Ce cas a lui-même été précédé quelques mois auparavant par une autre intervention mortelle auprès d’un homme sans abris souffrant de maladie mentale. Le 7 juin 2011, Mario Hamel était en train de déchirer des sacs de poubelles sur la rue Saint-Denis lorsqu’il a été atteint mortellement par des policiers qui tentaient de le maitriser. Lors de l’intervention, une balle perdue a également atteint mortellement Patrick Limoges, un homme de 40 ans qui se rendait au travail en vélo. L’enquête publique, également menée par Jean Brochu, recommandait entre autres d’équiper plus de policiers avec des pistolets à impulsion électrique, plus de formation au niveau de l’utilisation de l’arme de service ainsi que plus de service pour les sans-abri souffrant de maladie mentale.

C’est donc avec ces deux précédentes enquêtes en tête que le coroner Luc Malouin examinera le présent dossier. Il examinera l’ensemble des faits de la présente intervention ainsi que la façon que procède habituellement le SPVM lorsqu’ils doivent intervenir auprès de clientèle ayant des problématiques de santé mentales.

Je crois donc que cette enquête publique est fort pertinente et nécessaire; car il semble que l’ensemble de notre système social ait laissé tombé M. Magloire et ne lui a pas porté assistance aux moments où il en avait le plus besoin.
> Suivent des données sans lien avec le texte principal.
PR #8330, opened 2022-03-23
[MB-11452] update rds certs for dp3 sites

sheenamt:
## Summary
AWS is requiring an update the RDS certificates. This adds the new certificate to the dockerfiles for the dp3 environments (`exp`, `demo`, `loadtest`)

As written, this is only _adding_ a new cert, not removing anything. Once the new dockerfiles are built, the change to the new cert will be made to the `exp` environment in AWS by infra and app connectivity will be tested before old certs are removed or this change is rolled out to any other environments.

### DIFF
--- a/Dockerfile.dp3
+++ b/Dockerfile.dp3
@@ -1,8 +1,9 @@
 # hadolint ignore=DL3007
 FROM gcr.io/distroless/base:latest
 
-COPY bin/rds-ca-2019-root.pem /bin/rds-ca-2019-root.pem
-COPY bin/rds-ca-us-gov-west-1-2017-root.pem /bin/rds-ca-us-gov-west-1-2017-root.pem
+COPY bin/rds-ca-rsa4096-g1.pem /bin/rds-ca-rsa4096-g1.pem
+# COPY bin/rds-ca-2019-root.pem /bin/rds-ca-2019-root.pem
+# COPY bin/rds-ca-us-gov-west-1-2017-root.pem /bin/rds-ca-us-gov-west-1-2017-root.pem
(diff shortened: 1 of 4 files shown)


sheenamt:
Whoops, forgot that I had to tell circle to do things for exp specifically.

.circleci/config.yml
```diff
@@ -40,7 +40,7 @@ references:
   #
   # In addition, it's common practice to disable acceptance tests and
   # ignore tests for exp deploys. See the branch settings below.
-  exp-branch: &exp-branch placeholder_branch_name
+  exp-branch: &exp-branch MB-11452-rds-certs
```
ahobson, line 43: This should be the `placeholder_branch_name` when merging into `master`

.circleci/config.yml
```diff
@@ -54,7 +54,7 @@ references:
   # set integration-mtls-ignore-branch to the branch if you want to
   # IGNORE mtls integration tests, or `placeholder_branch_name` if you
   # do want to run them
-  integration-mtls-ignore-branch: &integration-mtls-ignore-branch placeholder_branch_name
+  integration-mtls-ignore-branch: &integration-mtls-ignore-branch MB-11452-rds-certs
```
ahobson, line 57: This should be the `placeholder_branch_name` when merging into `master`

ahobson:
Thank you for doing this! I think if you update the branches, the branch protection checks will run for the right branch and we can get this merged

.circleci/config.yml
sheenamt: Fixed

ahobson (approved):
🚀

Avant d’amorcer son dur combat avec la maladie mentale, M. Magloire était un biochimiste accompli, père de deux fillettes et avait même oeuvré pendant 10 ans auprès de jeunes enfants handicapés. Une pilule d’ecstasy consommé lors d’un party rave aurait déclenché sa problématique de santé mentale. Le lendemain, “Alain était devenu paranoïaque et pensait que tous les services de police de la planète couraient après lui” a affirmé son père. M. Magloire a tenté d’aller chercher de l’aide. En novembre 2013, Magloire s’est présenté à l’hôpital Sacré-Coeur de Montréal et a dit au personnel médical qu’il désirait tuer quelqu’un et voulait voir un psychiatre ou un travailleur social. Il a été relâché de l’hôpital le jour suivant, sans suivi. À peine une semaine après sa sortie de Sacré-Coeur, il a été arrêté par les policiers du SPVM après avoir refusé de quitter un McDonald du centre-ville. Il a alors exprimé son désir de tuer aux policiers lors de l’intervention. Ceux-ci ont conduit M. Magloire à l’hôpital Notre-Dame où, encore une fois, il a été aussitôt relâché et apporté à la Mission Old Brewery, un organisme qui oeuvre auprès de sans-abris à Montréal. Il a alors refusé de participer à un programme d’aide pour ses problèmes de santé mentale et a été laissé à lui seul. Dans une entrevue, son frère dit “avoir apporté Alain plein de fois à l’hôpital, mais on s’est toujours fait un peu reviré de bord, et Allain, après ça par lui même, est allé, et on l’a reviré de bord encore” (entrevue ici). Deux mois plus tard, il s’écroulait, atteint par balle, alors qu’il était en état de crise.

En tant que société, je crois donc qu’il est primordial de se poser de très sérieuses questions sur l’approche des problèmes de santé mentale. Tel que Sir Robert Peel le préconisait dans ses 9 principes fondateurs de la police moderne, il vaut mieux prévenir le crime et le désordre plutôt que de les réprimer. Et cette prévention pour être efficace doit s’amorcer avant même que le problème se matérialise. En l’occurrence, nous avons eu plusieurs chances de prévenir ce drame, mais à chaque fois que M. Magloire cognait à une porte, on lui fermait la porte au nez sans lui porter assistance.

Sir Robert Peel énonçait aussi comme principe qu’il était primordial de n’utiliser la force qu’en dernier recours; ce qui fut le cas dans la présente intervention. Le policier qui a tiré a craint pour la vie de son partenaire et a attendu que M. Magloire lève son marteau avant de prendre la déchirante décision de faire feu; décision que tout policier espère ne jamais avoir à prendre dans sa carrière. Ainsi, il importe de travailler en amont de l’intervention policière et d’offrir de l’aide et les ressources nécessaires aux personnes qui vivent des situations semblables à celle de M. Magloire, tel que l’ont recommandé les deux précédentes enquêtes publique et tel que le recommandera assurément l’actuelle enquête publique.